Multiple Administrations have concluded that it is in America’s interest to support U.N. operations as a useful, cost-effective way to influence situations that affect the U.S. national interest but do not require direct U.S. intervention. Although the U.N. peacekeeping record includes significant failures, U.N. peace operations overall have proven to be a convenient, sometimes effective multilateral means for addressing humanitarian concerns in situations where conflict or instability make civilians vulnerable to atrocities, for promoting peace efforts, and for supporting the transition to democracy and post-conflict rebuilding.
This glimpse of the big picture was welcome in a report that focuses much of its attention on criticizing the UN Department of Peacekeeping Operations (DPKO) for its alleged “mismanagement, fraud, and corruption.” The problem with Schaefer’s excessive focus on the latter is not that DPKO, the UN, or any such large organization, is a pristine body void of any transgressions or bureaucratic impediments; it is simply that the existence of such problems does nothing to diminish the value of UN peacekeeping — particularly when Schaefer himself recognizes it.While Schaefer — like the Republican Party platform — does not sound the call of John Bolton-type conservatives to withhold U.S. dues to the UN as a purported incentive to reform, he does make this somewhat ominous recommendation:
The Bush Administration and Congress need to consider carefully any requests by the United Nations for additional funding for a system in which procurement problems have wasted millions of dollars and sexual abuse by peacekeepers is still occurring.
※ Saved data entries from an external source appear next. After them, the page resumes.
Issue #9732, opened 2026-01-09
Add `container-engine.moby-storage-driver` setting


jandubois:
### The problem

In Rancher Desktop 1.21 we automatically switch to using the `containerd-snapshotter` with Moby on a new install or after a factory reset. We detect this situation by checking if `/etc/docker/daemon.json` already exists or not.

The problem is that on Windows we don't persist `/etc/docker` during upgrades, so every existing setup has been switching to the snapshotter even if there are existing images stored under the classic storage driver. The existing images are not deleted, just inaccessible.

### The fix (so far)

We have a partial fix for this in [#9666](https://github.com/rancher-sandbox/rancher-desktop/pull/9666), which checks if `/var/lib/docker/image/overlay2` exists, even when `/etc/docker/daemon.json` doesn't.

This fix is incomplete: if a user has updated images using the snapshotter, they will still be unconditionally reverted back to the classic storage driver (and their old images) when they upgrade to 1.22.

### We need to give control to the user

A user may now have both images in the classic storage driver, and in the snapshotter. We already had this situation with the Wasm option, which also switched to the snapshotter storage driver, leaving other images behind.

We need to provide a setting to let the user switch back and forth between storage drivers. The Wasm option used to do that, but now are using the snapshotter even if Wasm is disabled.

### Proposal

We add `containerEngine.mobyStorageDriver` with 3 settings:

* `classic` to use the classic storage driver unconditionally
* `snapshotter` to use the snapshotter unconditionally
* empty string (default) uses the snapshotter, if the Wasm option is enabled, or if there is any image data stored by the snapshotter, or if there is no data stored by the classic driver. Otherwise it will use the classic driver.

This setting is ignored if the user is not using the `moby` container engine.

There will be no UI support for this option; it can only be set by `rdctl`.

Then we add diagnostics (in #9733) to show the user if they have any image data stored by the storage driver they are not currently using.

mook-as:
Instead of empty string, I'll use `auto` because our settings infrastructure doesn't like unset values.

jandubois:
> Instead of empty string, I'll use `auto` because our settings infrastructure doesn't like unset values.

But it will be empty when you upgrade from 1.21 or earlier. Or will you do a migration from empty string to "auto" as part of the settings schema update?

mook-as:
Yes, I'll do a migration. PR incoming shortly; just need to fix up some tests and stuff.

PR #9737, opened 2026-01-09
Diagnostics: Add moby image store check

### LINKED ISSUE #9733: Create diagnostics when there are hidden images with the moby container engine
There are multiple ways a user can end up with images stored by both the classic storage driver and the container snapshotter when using Moby. One by switching Wasm support on/off, or by upgrading Rancher Desktop on Windows to 1.21 (see #9732).

We should provide diagnostics when there is image data inside the VM by the storage driver that is not currently selected. This alerts the user to the fact that at minimum there is wasted space, that they can reclaim, or that their "lost" images are actually hidden in a different storage driver.

Ideally we could report the number of tagged images in the hidden driver, but just reporting on the disk space used might be enough.

We also need an entry in the docs that provides further details and explains how to recover the space, or to transfer the image to the other storage driver (via `docker save` and `docker load`). The diagnostic should link to this doc page.

mook-as:
This checks to see if we end up having images in the "wrong" image store; that is, images in the containerd snapshotter when using the classic storage drivers, or in the classic storage drivers when using the containerd snapshotter.

Fixes #9733

~This is _intentionally_ missing the signoff trailer because it needs the settings from #9732 to match up.  Currently there's two TODO comments.~

Logic redone to just steal the work of #9745 and report on the info that got (and decision made).  This ensures we'll never drift between implementations.

### DIFF
--- a/pkg/rancher-desktop/main/diagnostics/mobyImageStore.ts
+++ b/pkg/rancher-desktop/main/diagnostics/mobyImageStore.ts
@@ -48,22 +48,29 @@ class CheckMobyImageStore implements DiagnosticsChecker {
       };
     }
 
-    if (state.hasClassicData && state.useSnapshotter) {
-      if (state.hasSnapshotterData) {
-        return {
-          passed:        false,
-          description:   `There are images in both the moby classic storage driver and the containerd image store.  Currently using the containerd snapshotter.`,
-          fixes:         [],
-          documentation,
-        };
+    if (state.hasClassicData && state.hasSnapshotterData) {
+      let description = 'There are images in both the moby classic storage driver and the containerd image store.';
+      if (state.useSnapshotter) {
+        description += '  Currently using the containerd snapshotter.';
+      } else {
+        description += '  Currently using the moby classic storage driver.';
       }
+      return {
+        passed:        false,
+        description,
+        fixes:         [],
+        documentation,
+      };
+    }
+    if (state.hasClassicData && state.useSnapshotter) {
       return {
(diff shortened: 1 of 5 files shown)


pkg/rancher-desktop/main/diagnostics/mobyImageStore.ts
```diff
@@ -0,0 +1,83 @@
...
+          documentation,
+        };
+      }
+      return {
+        passed:        false,
+        description:   `There are images in the moby classic storage driver, but the containerd snapshotter is being used.`,
+        fixes:         [],
+        documentation,
+      };
+    } else if (state.hasSnapshotterData && !state.useSnapshotter) {
```
jandubois: No need for an `else` when the `if` block ends with a `return`.

Also missing the condition when we have data in both, and the classic driver is selected.

```suggestion
    }
    if (state.hasSnapshotterData && !state.useSnapshotter) {
        if (state.hasClassicData) {
             // There are images in both but the classic driver is being used
        }
```

jandubois (changes requested):
We are missing one condition for the diagnostic message.

I also would like to see how much space is used by each driver, so the user can decide if it is worth it to them to switch drivers to clean out the other image store.

Note that `du -s` on an empty directory doesn't return `0` because it still counts the size of the directory itself:

```console
# du -hs /var/lib/docker/tmp/
4.0K	/var/lib/docker/tmp/
```

jandubois (approved):
Thanks, LGTM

Yes, procurement and sexual abuse problems are still occurring — even if the vast majority of the evidence that Schaefer draws from comes from over three years ago, before DPKO instituted certain key reforms that have had a strong effect in reducing instances of sexual exploitation and corruption. Violations that do occur constitute a definite, but remediable, problem. To overcome these obstacles, though, the United States will have to engage more, not less, in UN peacekeeping — particularly when the end result, a UN peacekeeping system that both achieves U.S. interests and operates up to Schaefer’s standards of accountability and management, is in everybody’s interests.